我不能直接在有问题的页面上发表评论,但基本上我是想从dplyr :: do()与dplyr :: mutate结合使用代码 ? 上班.
dat <- mtcars
dat %>%
group_by(gear) %>%
mutate(res = residuals(lm(deparse(substitute(mpg ~ disp)))))
Run Code Online (Sandbox Code Playgroud)
运行上面的代码,我得到:
Run Code Online (Sandbox Code Playgroud)"Error in eval(substitute(expr), envir, enclos) : object 'mpg' not found"
我错过了什么吗?
这里有很多选择,包括modelr::add_residuals(参见@ LmW的答案)broom::augment,以及简单的旧选项residuals.如果您正在使用分组模型,则在列表列中嵌套模型非常方便,并且自然会导致迭代模型列表以计算残差等.
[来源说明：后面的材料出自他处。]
PR #1288, opened 2026-07-09
[RORDEV-2112][ROR 1.68.0 patch] Fix ES nodes staying permanently unusable when ROR settings cannot be read at startup

coutoPL:
## The problem

A customer reported that after a cluster restart some ES nodes rejected every request, and kept
rejecting them until the node was restarted by hand. Two independent issues combined to cause it.

**1. ROR gave up after the first failed start attempt.**
When a node boots, ROR reads its settings from the `.readonlyrest` index. Early during a cluster
start that index is often not readable yet - the master node may not be elected, the shards may not
be allocated. ROR treated this like a fatal error: it marked itself as "not started" and never tried
again. The node stayed in that state forever, even though the settings became available seconds
later.

**2. ROR silently fell back to the settings file when the index was unreadable.**
ROR could not tell apart two very different situations: "the settings index has no settings in it"
and "the settings index cannot be read right now". In both cases it fell back to the local
`readonlyrest.yml` file. That is correct in the first case, but dangerous in the second - the file
may contain older or different rules than the ones the rest of the cluster is using, so a node could
end up enforcing the wrong access control settings without anybody noticing.

## The fix

**ROR now keeps trying to start.** Instead of one attempt, ROR retries until it succeeds. It waits 5
seconds before the first retry and gradually increases the delay up to 1 minute, so a node that boots
before its settings are available simply starts a little later, on its own, with no manual
intervention. Every failed attempt is logged and the node keeps reporting that ROR is not ready yet,
exactly as before.

**ROR no longer falls back to the file when the settings index is unreadable.** The two situations
above are now distinguished. If the settings genuinely are not in the index, the local file is used
as a fallback, as before. If the index exists but cannot be read, ROR reports a clear error
explaining that the file will *not* be used as a fallback - because it could differ from the settings
used by the rest of the cluster - and retries instead.


sscarduzio:
## Review — verdict: approach is correct; one fix requested before merge

The two-part design is right: (1) indefinite capped-backoff retry of the whole start sequence, (2) splitting "settings absent" (`DocumentNotFound`/`IndexNotFound` → file fallback) from "settings unreadable" (`DocumentUnreachable` → loud error + retry, **no** fallback). I traced the seams end-to-end; the security-relevant classification holds.

### Verified correct

- **Classification seam** (`EsIndexDocumentManager.onErrorRecover`): `IndexNotFound` is produced only from a genuine `IndexNotFoundException`; everything else (incl. `ClusterBlockException` before state recovery, `NoShardAvailableActionException` while shards are unassigned — the customer's exact boot scenarios) hits the catch-all → `DocumentUnreachable` → retry. Since ES blocks reads before cluster-state recovery, a not-yet-recovered node can't misreport "index missing", so the file fallback can't be reached spuriously.
- **Retry util** (`ScalaOps.retryUntilSuccessful`): Task-trampolined (stack-safe), delay capped at `maxDelay`, `onFailedAttempt` failures can't kill the loop, exceptions pass through by design and `startWithRetry` converts them to `Left` so they retry too. 5s→60s cap is a sane pace.
- **Resource lifecycle**: `EngineResources` released on `Left`, on thrown error, and via `doOnCancel`; `IndexLevelActionFilter.stop()` cancels the retry task, so node shutdown mid-retry doesn't spin forever. This closes the per-attempt HTTP-client/LDAP-pool leak that infinite retry would otherwise have introduced.
- **Cross-module consistency**: all 33 ES modules on this branch got the identical `startWithRetry` call-site change; no leftover `ror.start(...)` callers.
- **Tests** cover retry-until-success, exception-attempt, broken listener, no-retry-on-success, and both fallback-decision branches including the "will NOT be used as a fallback" message.
- Nice property worth keeping in the changelog: because each attempt re-reads settings, an operator can fix the index/file while the node retries and it recovers **without a restart**.

### Fix before merge

1. **`curl -fsSLk` in the 8 test-image Dockerfiles** — `-k` disables TLS verification for a JDK that replaces the ES-bundled one, with no checksum either. develop already solved this better: digest-pinned `FROM amazoncorretto:…@sha256:…` stages + BuildKit bind-mounts (no tarball layer, no network trust issue) — see develop's `es82x/Dockerfile`. Recommend backporting that pattern; at minimum drop `-k` (corretto.aws has a valid cert) and pin the sha256. Test-image scope only, but it's free to do right.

residuals普通的旧基地R与一些人整齐地工作purrr(lapply如果你愿意,可以使用):
library(tidyverse)
mtcars %>%
rownames_to_column('car') %>%
nest(-gear) %>%
mutate(model = map(data, ~lm(mpg ~ disp, data = .x)),
resid = map(model, residuals)) %>%
unnest(data, resid)
#> # A tibble: 32 × 13
#> gear resid car mpg cyl disp hp drat wt
#> <dbl> <dbl> <chr> <dbl> <dbl> <dbl> <dbl> <dbl> <dbl>
#> 1 4 0.98649891 Mazda RX4 21.0 6 160.0 110 3.90 2.620
#> 2 4 0.98649891 Mazda RX4 Wag 21.0 6 160.0 110 3.90 2.875
#> 3 4 -3.56856040 Datsun 710 22.8 4 108.0 93 3.85 2.320
#> 4 4 2.76107028 Merc 240D 24.4 4 146.7 62 3.69 3.190
#> 5 4 0.44001547 Merc 230 22.8 4 140.8 95 3.92 3.150
#> 6 4 0.11531527 Merc 280 19.2 6 167.6 123 3.92 3.440
#> 7 4 -1.28468473 Merc 280C 17.8 6 167.6 123 3.92 3.440
#> 8 4 2.45060811 Fiat 128 32.4 4 78.7 66 4.08 2.200
#> 9 4 0.08397007 Honda Civic 30.4 4 75.7 52 4.93 1.615
#> 10 4 3.02179175 Toyota Corolla 33.9 4 71.1 65 4.22 1.835
#> # ... with 22 more rows, and 4 more variables: qsec <dbl>, vs <dbl>,
#> # am <dbl>, carb <dbl>
Run Code Online (Sandbox Code Playgroud)
您可以lm直接将呼叫包裹在residuals:
mtcars %>%
rownames_to_column('car') %>%
group_by(gear) %>%
mutate(resid = residuals(lm(mpg ~ disp)))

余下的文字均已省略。